Mein Kumpel und ich haben beide das selbe Problem, bei dem spiel The Elder Scrolls Online (ESO) hängt sich unser spiel andauernd auf. (Mal nach 5minuten, und mal nach 10-15minuten) 
Entweder kommt bei einem Absturz die Fehlermeldung von NVIDIA das der Grafiktreiber nach einem Fehler wieder hergestellt wurde, oder eine Fehlermeldung direkt von dem Spiel (die Fehlermeldung habe ich leider nicht weil sie bis jetzt nur bei meinem Kumpel kam) Oder es kommt einfach nichts und das Bild gefriert ein.

Wir haben beide die NVIDIA GTX 770 Gainward Phantom
Prozessor: intel i5 4670k @ 3,4ghz (Kumpel hat auch den selben)
Mainboard: MSi Z87-G45 Gaming
12gb RAM

Grafiktreiber sind auf dem neusten Stand

Wir haben das spiel vor ca 1,5 Jahren schonmal gespielt mit den selben PCs, dort funktionierte alles einwandfrei.
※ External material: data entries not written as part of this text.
PR #1686, opened 2025-02-16
fix(ci): make dependencies update bot commit under github-actions account instead of users

KolbyML:
### What was wrong?
image
Currently every time our CI dependencies bot runs it commits under a user account, instead of github actions bot.

This PR and commit isn't being made by a user, it is being made by github actions bot account, so we probably shouldn't be comitting it under a user's account
### How was it fixed?

I tested this locally on my fork https://github.com/KolbyML/trin/pull/5

image

Now it commits the update dependencies commit under the bots account

### DIFF
--- a/.github/workflows/dependencies.yml
+++ b/.github/workflows/dependencies.yml
@@ -31,6 +31,9 @@ jobs:
   update:
     name: Update
     runs-on: ubuntu-latest
+    permissions:
+      contents: write
+      pull-requests: write
     steps:
       - uses: actions/checkout@v4
       - uses: dtolnay/rust-toolchain@stable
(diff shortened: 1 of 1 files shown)


.github/workflows/dependencies.yml
```diff
@@ -31,6 +31,9 @@ jobs:
   update:
     name: Update
     runs-on: ubuntu-latest
+    permissions:
+      contents: write
```
ogenev, line 35: Why do we need the both permissions set to write?

KolbyML: I just removed the unneeded permissions as it appears to work without it https://github.com/KolbyML/trin/pull/6

I added it as apparently in certain conditions it can be required it looks like

https://github.com/peter-evans/create-pull-request?tab=readme-ov-file#token
image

Ich hoffe ihr könnt helfen

MFG


----------



## pphs (9. Februar 2016)

*AW: Elder scrolls Online stürzt immer ab*

könnte daran liegen, dass das spiel einfach für die tonne ist


----------



## esesive (10. Februar 2016)

*AW: Elder scrolls Online stürzt immer ab*

Die Antwort hilft mir jetzt nicht wirklich weiter...


----------



## CiD (11. Februar 2016)

*AW: Elder scrolls Online stürzt immer ab*

Zu den nVidia Treiberproblem:
Hast du schon probiert die nVidia-Treiber mit dem DDU (Display Driver Uninstaller) über den Abgesicherten Modus von Windows komplett sauber zu deinstallieren und anschließend wieder zu installieren?
Falls nicht, ein Versuch wäre es doch Wert. Viel verkehrt machen kann man damit nicht.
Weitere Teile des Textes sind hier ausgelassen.